In 1944, he traveled to Germany and worked again for the SS and helped them purge the Abwehr, association which had been broken up due to the Solf case Solf Kreis) in February (of the same year). Alcázar stayed in Berlín until the end of World War II. He narrates in his memories that he stayed at the Chancellery bunker until 24 April 1945. After that, he was able to escape to Switzerland and was repatriated to Spain.

After his arrival in Spain, he kept working for the Third Reich helping them escape from Germany.

== Tõ Network ==

Ángel Alcázar began working for the Japanese shortly after coming back from Madrid in what is known as his most ambitious project: the Tõ network (東機関).

Japan desperately needed information on the allies; Japanese and German espionage networks in the United States were being dismantled and Japan needed agents to keep them informed, especially in the United States.

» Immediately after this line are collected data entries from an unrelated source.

PR #1771, opened 2025-06-23
GenericFader: protect map to fix crash

shaforostoff:
reproducible with 12 Tri - 12 RW - 11 Strobo - 12 Moving Heads.qxw

### DIFF
--- a/engine/src/genericfader.cpp
+++ b/engine/src/genericfader.cpp
@@ -92,6 +92,7 @@ void GenericFader::add(const FadeChannel& ch)
 {
     quint32 hash = channelHash(ch.fixture(), ch.channel());
 
+    QWriteLocker l(&m_channelsLock);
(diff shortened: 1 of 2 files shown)


mcallegari:
Interesting, thank you!
I'm wondering why coverage build crashes on Scene test?
Also, if there is a synchronization issue related to adding/removing faders, why not using a mutex?

shaforostoff:
> Interesting, thank you! I'm wondering why coverage build crashes on Scene test? Also, if there is a synchronization issue related to adding/removing faders, why not using a mutex?

The scene test is fixed now. QReadWriteLock is actually a special kind of mutex. It allows simultaneous read access from multiple threads. If you're sure two threads will never attempt reading the map at the same time, of course I can replace it with a simple QMutex

mcallegari:
@shaforostoff can you please rebase with master?
I think some latest changes slipped into this PR. Thanks

mcallegari:
Thanks a lot! 👍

This need is what brought Spain into the picture since it had some hard to find qualities, such a close relationship with Latin America. That's why Ramón Serrano suggested to the Japanese that they hire Alcázar, they saw Alcázar as the right man for the job not only because of Serrano's recommendation, but also thanks to the fact that time was a scarce resource. They also took advantage of his espionage network in London that led to the future creation of another in the United States. That's how shortly after arriving in Madrid in early January, Alcázar began working for the Japanese by sending them reports entitled "Tō Network".

The Tō Network generated more information than any other espionage network in the United States. But it is important to emphasise that the quality was not as good as the quantity. The information that Alcázar was selling to the Japanese and the Germans left a lot to be desired, and most of this information was made up by Alcázar. However, the Japanese didn't seem to notice and even if they did, they preferred to keep receiving information, information that the Americans already knew were being sent out.

As they would reveal after the allied victory, the USA was always aware of Alcázar's movements, while also undervaluing him as a spy. As was disclosed in the "Magic Summaries", the info the Japanese had was always easily decoded by the USA since the beginning — this was thanks to the acquisition of the codes.

The Tõ network was made up, according to Alcázar's memories, of 21 agents. This, however, has always been the object of debate, as some authors are convinced that it was just an invention. Others, on the other hand, believed that the existence of these agents could be true.

The Tõ network lost all its credibility in an attempt to turn the tide of World War II at the beginning of 1943 when Alcázar and Suñer tried to make the Japanese believe that there was an attempt to make peace with the USA without Japan. The Japanese, alarmed by this turn of events, checked this information asking some of the participants (such as Ribbentrop). These participants denied any meeting of the sort. After this, Alcázar, and in less measure Suñer, lost their credibility in Japan. Strangely enough, even after this incident, Japan continued to buy information from Spain. It is believed that this was due to their extreme need for information on the enemy and, due to a shortage of resources, their inability to acquire it. The reason behind this plot was to make Japan attack Russia so that the tide of the war could change.

Japan continued buying information from Alcázar until the end of the war, even though he was by then considered little more than a liar.

== Activity after the war ==
Once the World War II finished, he worked as a journalist: first, for the newspaper La Tarde. Then, as a correspondent in Paris and Buenos Aires. Later, as the director of the Literary Supplement in a Mexican newspaper. After that, as a special reporter for a French press agency around the world. And lastly, for the Francoist press. However, in his memoirs he himself admits he did not abandon espionage until 1958.

Ángel Alcázar de Velasco died in May 2001 at the age of 92 years in the locality.

== List of works ==
- "Martín Borman did not die in Berlin: I took him to South América", París, 1960.
- "Los 7 días de Salamanca" Ed. G. Del Toro, Madrid, 1976.
- "Memorias de un agente secreto", Ed Plaza & Janés, Barcelona, 1979.